Maryse Joissains, qui ne veut plus se contenter de « belles paroles » compte bien y parvenir, aux côtés de Martine Vassal, mais aussi avec Michèle Rubirola : « J’irai avec elle [Michèle Rubirola, ndlr] réclamer de l’argent à l’Etat, parce que moi pour le moment, je paye les dettes de la ville de Marseille. (…) Pour mettre en ordre la ville de Marseille, il faudra entre 8 et 10 milliards d’euros. (…) J’ai déjà demandé à Martine Vassal d’aller voir le gouvernement, elle est tout à fait dans cette configuration. Nous allons mettre sur pied notre angle d’attaque à la rentrée, et ça marchera bien, vous verrez ».

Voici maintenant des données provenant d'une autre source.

PR #3806, opened 2024-12-03
feat(frontend): query and update BTC wallet - UI

DenysKarmazynDFINITY:
# Motivation

The second part of the "query and update BTC wallet" feature in which UI wallet loader component is updated. The new worker code can be found here - https://github.com/dfinity/oisy-wallet/pull/3804.


peterpeterparker (approved):
LGTM, thx

PS: I was wondering if we could setup some test for this but, maybe something easier to test with E2E

PR #3809, opened 2024-12-03
feat(ci): Start solana before running e2e tests

bitdivine:
# Motivation
We need a local solana testnet in order to test solana integration

# Changes
- Add a dev-tools file to store tool versions.
- Add a tool to install the version of solana specified in the dev-tools file.
- Add a tool to start solana in the background
- Start solana before running the e2e tests

# Tests
After starting solana, there is a health check that will fail if solana failed to start.


scripts/setup
bitdivine, line 1: Standard setup command, taken from the chain fusion signer.  I have kept all the installation methods even though only `sh` is needed for this PR, as I believe that the installations can be simplified and standardized with this.

AntonioVentilii (approved):
LGTM tks!

PR #3810, opened 2024-12-03
style(frontend): use btn close modal in transaction modal

loki344:
# Motivation

Use existing button to close modal in TransactionModal instead of custom implementation. Goal is to achieve a uniform layout for modals. 

see as an example from figma (not all modals are showcased there:

image

# Changes

Change Button to ButtonCloseModal

# Tests

before:
image

after:
image


AntonioVentilii (approved):
LGTM, tks!

BTW, I noticed that `SendTokensList` component has the same button, will you do it in another PR?

loki344:
> LGTM, tks!
> 
> BTW, I noticed that `SendTokensList` component has the same button, will you do it in another PR?

Thanks, yes - will follow

PR #3811, opened 2024-12-03
feat(frontend): filter carousel dApps using user profile

AntonioVentilii:
# Motivation

With PR #3770 , we introduces a list of hidden dApps in the carousel, saved in the user profile.

Now we filter the daps accordingly.

# Changes

- Extract dapps filter function.
- Add filter by hidden dApps from the User Profile. 

# Tests

Tests provided.


src/frontend/src/lib/components/dapps/DappsCarousel.svelte
```diff
@@ -2,16 +2,29 @@
...
+		dAppDescriptions,
+		type OisyDappDescription
 	} from '$lib/types/dapp-description';
 	import { filterCarouselDapps } from '$lib/utils/dapps.utils';
 
 	export let styleClass: string | undefined = undefined;
 
+	$: {
+		if ($authSignedIn) {
+			loadUserProfile({ identity: $authIdentity });
```
peterpeterparker, line 19: - Is this expected, you want to re-fetch and re-load the profiles every time the dapps carousel component is mounted? Shouldn't the user profile be loaded once per session and when required only?

- Should the carousel be displayed only when the user profile is ready otherwise doesn't it feels like a glitch if slides are displayed but suddenly disappear?

AntonioVentilii: - I am undecided on this one: theoretically it is required ONLY when we have the carousel (or in the settings page). So I didn't want to load it at top level.
Settings page re-loads it every time the page is mounted, so i thought it would make sense to re-load it if the carousel is re-mounted (for example navigating back and forth). Otherwise I can make it load just once for the Assets page, and eventually trigger a reload if and when necessary?

- Yes, makes sense, will change! I will not care about certified or not, though, WDYT?

peterpeterparker: Given that we are talking about a "user profile," I would assume that loading it globally—for example optimized for performance by saving the data in IndexedDB and using a deferred update call for security—would be a natural fit. However, if the profile isn't needed immediately, we could load it for a specific feature. That said, we should ensure we avoid unnecessary calls. In this case, will we end up reloading the profile unnecessarily?

peterpeterparker: >  I will not care about certified or not,

IMO it's a call to the IC so unless we are told otherwise, I would implement query+update.

Plus, the calls load the entire user profile.

The `queryAndUpdate` function as also an option, I think, to just make a query. So already implementing this makes it also easy to be tweaked in the future.

AntonioVentilii: > In this case, will we end up reloading the profile unnecessarily?

For settings, it is reloaded every time the user accesses `Settings` page because we need  the latest user profile data (makes sense). For the carousel, we need something similar.

We could do one of these:

1. reload it every time the user loads the carousel (meaning always when the user navigates to the `Assets` page), because we want to check if there is any change relevant to the carousel

2. make it more passive: we re-load only when we know that OISY changed something in it (or when user profile is nullish)

3. do it like the Ethereum balances: a services that uploads every X seconds for example. But I don't think it is really necessary for now.

WDYT? I maybe like more the second option

peterpeterparker: Honestly, in my opinion, the correct approach would be to load and handle the user profile as a global feature because, it's a user profile hence tied with the authentication. Any other solution feels like a temporary workaround. So, to keep it simple, maybe something like 'if the profile is already loaded, skip it; otherwise, load it' would be enough?

AntonioVentilii: yes, make sense, will change to load it if not defined

AntonioVentilii: done

peterpeterparker: Thanks. Maybe a bit a picky feedback, so apologies in advance if it feels like it:

1. I feel like it would be cleaner to have the logic encapsulated within the service. Either we create a new function, like `loadUserProfileIfNeeded`, or we add a `reload` paramter to `loadUserProfile`. That way the component can be naive and we can also test the behavior at the service layer.

2. Maybe use `onMount(load)` because, if I get it right, we only want to load the profile when the component is mounted and not if any stores is reevaluated.

WDYT?

AntonioVentilii: Ah!!!

Is it something like this?

- PR #3842

AntonioVentilii:
@peterpeterparker ready for another review, but have a look, I changed a bit, according to recent PRs

peterpeterparker (approved):
LGTM, thx

PR #4848, opened 2025-02-21
style(frontend): Fix transparent toasts

daviddecentage:
# Motivation

Since we styled toasts like alerts and alerts use alpha background colors, it can be very hard to see the text in some cases. After checking with Dan, we switch to using error/warning/success-secondary background color for toasts.

# Changes

Changed colors for toast bg

# Tests
Before:
image

After:
image

### DIFF
--- a/src/frontend/src/lib/styles/global/gix.scss
+++ b/src/frontend/src/lib/styles/global/gix.scss
@@ -349,11 +349,11 @@ div.select {
 
 // TOASTS
 div.error .toast {
-	--overlay-background: var(--color-background-error-subtle-20);
+	--overlay-background: var(--color-background-error-secondary);
 }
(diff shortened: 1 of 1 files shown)


BonomoAlessandro (approved):
LGTM

peterpeterparker:
Unrelated and just a random observation—sharing in case it's useful. Based on your screenshot, the icon on the left of the toast might not have enough contrast.

daviddecentage:
> Unrelated and just a random observation—sharing in case it's useful. Based on your screenshot, the icon on the left of the toast might not have enough contrast.

Good point. I think for now Ill just merge it so its at least readable. Then, as part of the Figma alignment task we can adjust the final styling

PR #4854, opened 2025-02-22
feat(frontend): changes swap slippage exceeded message

StefanBerger-DFINITY:
# Motivation

Pierre requested the message shown when an in-wallet fails due to exceeded slippage is more user frfiendly.

# Tests
before:
image

after:
image

### DIFF
--- a/src/frontend/src/lib/components/swap/SwapWizard.svelte
+++ b/src/frontend/src/lib/components/swap/SwapWizard.svelte
@@ -101,6 +101,7 @@
 			const errorDetail = errorDetailToString(err);
 
 			if (nonNullish(errorDetail) && errorDetail.startsWith('Slippage exceeded.')) {
+				// Expected slippage is currently not shown in the message anymore, but I'm leaving in its derivation in case it's needed again.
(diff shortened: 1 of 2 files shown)


AntonioVentilii (approved):
LGTM tks

src/frontend/src/lib/components/swap/SwapWizard.svelte
```diff
@@ -101,15 +101,8 @@
 			const errorDetail = errorDetailToString(err);
 
 			if (nonNullish(errorDetail) && errorDetail.startsWith('Slippage exceeded.')) {
-				const expectedSlippageMatch = errorDetail.match(/(\d+(\.\d+)?)% slippage/);
```
peterpeterparker, line 104: We can drop the regex, and there isn’t a single test that needs to be updated.

StefanBerger-DFINITY: I checked for the i18n string and the explicit text. Didn't find another occurrence.
And since the test went through, I assume there is none yet.
Will check with @inc-man to see that we get an E2E test for this case.

PR #4855, opened 2025-02-23
refactor(frontend): use OISY placeholders in i18n

AntonioVentilii:
# Motivation

There are a few places I missed the OISY placeholders in the i18n files. For consistency we use them.


src/frontend/src/lib/components/swap/SwapWizard.svelte
```diff
@@ -102,9 +102,11 @@
 
 			if (nonNullish(errorDetail) && errorDetail.startsWith('Slippage exceeded.')) {
 				failedSwapError.set(
-					replacePlaceholders($i18n.swap.error.slippage_exceeded, {
-						$maxSlippage: slippageValue.toString()
-					})
+					replaceOisyPlaceholders(
```
DenysKarmazynDFINITY, line 105: I think we need to change the order of the functions here - `replacePlaceholders(replaceOisyPlaceholders(...))`. Not sure if it affects the result, but at least we will be consistent with other similar places.

DenysKarmazynDFINITY (approved):
Small comment, approving already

Imaginer une nouvelle forme de gouvernance
Outre le fait d’aller taper à la porte de l’Etat, Martine Vassal entend s’appuyer sur les travaux menés au sein de « Marseille Métropole Audacieuse », lancé avant la campagne des municipales.
Plus qu’un laboratoire d’idées, au sein duquel s’est impliquée la société civile, il a permis selon elle de « poser un diagnostic », et dresser des pistes d’actions et des axes stratégiques. « J’ai pu mieux percevoir les enjeux du développement économique, de l’aménagement du territoire, de la mobilité, de la transition écologique… Autant de problématiques qui nous permettront de mieux répondre aux aspirations de notre jeunesse, autant de questions qui nous permettront de répondre aussi à l’équité sociale et l’inclusion… »
L’autre défi : imaginer une nouvelle forme de gouvernance. À ce titre, Martine Vassal propose la constitution d’un comité des présidents associant la présidence de la Métropole ainsi que les présidents des conseils de territoire, « qui pourra redonner un nouveau souffle à notre projet métropolitain. Et ce projet, nous devons le repenser et le réécrire ensemble ». Un discours qui sonne faux quand l’exécutif est drapé de bleu. « À quoi cela aurait servi de présenter ma candidature, alors qu’il n’y avait aucune chance », lance une élue de gauche , regrettant pourtant le manque de parité.
Une métropole à vocation euro-méditerranéenne
La nouvelle ère métropolitaine passe également par la reconnaissance juridique, donc de la personnalité morale des territoires. « Cette métropole refondée nous assurera aussi le développement de nos territoires et pourra pleinement assurer sa vocation euro-méditerranéenne »
La nouvelle présidente reconnaît le « chantier immense » et ne sera pas épargnée, y compris par les maires qui lui ont accordé leur confiance, issus de sa propre famille politique. Mais elle l’affirme « notre volonté est totale ».